On 6 December 2013, Pedro Robles spent 14 hours in an ambulance being driven up Mexico’s Baja California Peninsula. The 51-year-old man was not rushed north for emergency medical care. Time was not of the essence.
Robles had an advanced case of AIDS, and he was being driven 1127 kilometers north from his home in Loreto to Albergue Las Memorias A.C. in Tijuana. A nongovernmental organization (NGO) arranged the trip, because Las Memorias is the only AIDS hospice on the entire Baja California Peninsula, Robles was broke, and Tijuana held out the remote hope that someone there could navigate the medical bureaucracy and maybe save his life. But Las Memorias itself, which also serves as a drug rehabilitation center and is largely run by its residents, has no trained medical staff. And although Las Memorias did what it could to make Robles comfortable, Tijuana ultimately failed him: He died 6 days later without ever having seen a doctor.
As the dream of ending AIDS catches hold in a growing number of locales (see main story, p. 226), Tijuana is hardly anomalous: Many places are still struggling to provide basic treatment and prevention services.

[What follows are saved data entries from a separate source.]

PR #758, opened 2025-02-07
Tailscale: Add Preferences + Min Versions

RVRX:
New Profiles for both `io.tailscale.ipn.macos.plist` &  `io.tailscale.ipn.macsys.plist`:
- **Add CLIIntegration to tailscale**
- **Add HideDHCP121Warnings to tailscale**
- **Add Hostname to tailscale**
- **Add VPNOnDemandSettings to tailscale**

Misc:
- **Add missing app_min values to tailscale**
- **fix incorrect minimum version in tailscale profile**
- **Bump modified+version**

### DIFF
--- a/Manifests/ManagedPreferencesApplications/io.tailscale.ipn.macos.plist
+++ b/Manifests/ManagedPreferencesApplications/io.tailscale.ipn.macos.plist
@@ -132,6 +132,8 @@ A profile can consist of payloads with different version numbers. For example, c
 			<string>string</string>
 		</dict>
 		<dict>
+            <key>pfm_app_min</key>
+			<string>1.52</string>
 			<key>pfm_description</key>
 			<string>Specifies the name of the organization managing Tailscale, for instance “XYZ Corp, Inc.”. The value will be displayed in the Tailscale client, so that users can easily reach your internal support resources.</string>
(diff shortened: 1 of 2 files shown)


RVRX:
Not all inclusive, there are still 1 or 2 preferences missing from what Tailscale fully supports. 

One I know is missing is [Suggest allowed forced exit nodes](https://tailscale.com/kb/1315/mdm-keys#suggest-allowed-forced-exit-nodes), which wants lists of strings or 'an empty set'. Wasn't immediately obvious how to implement that.

I may get to this and the other remaining profiles later.

relgit (approved):

relgit:
This looks all good to me @RVRX, thanks.

Regarding `AllowedSuggestedExitNodes` it's definitely non-conventional, but workable. Both iMazing Profile Editor and ProfileCreator allow adding empty arrays, so you can definitely add the key.

kevinmcox:
Hey @RVRX just checking to see if you want to add those other preferences you talked about, or if we should merge this PR as-is and add the other keys later.

Thanks!

RVRX:
@kevinmcox my bandwidth is quite low for now, will likely be a bit before I can get to it. Please go ahead and merge as is. Thanks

Of course, people still die from AIDS in wealthy countries like the United States, which is visible from downtown Tijuana, but appropriate care is so readily available that AIDS hospices shut their doors years ago.
Like Tijuana, too many locales appear to be “running at a standstill” and are saddled by “poor strategy, absence of leadership, or inadequate resources,” laments a prominent commission in a report in The Lancet last month, “Defeating AIDS–advancing global health.”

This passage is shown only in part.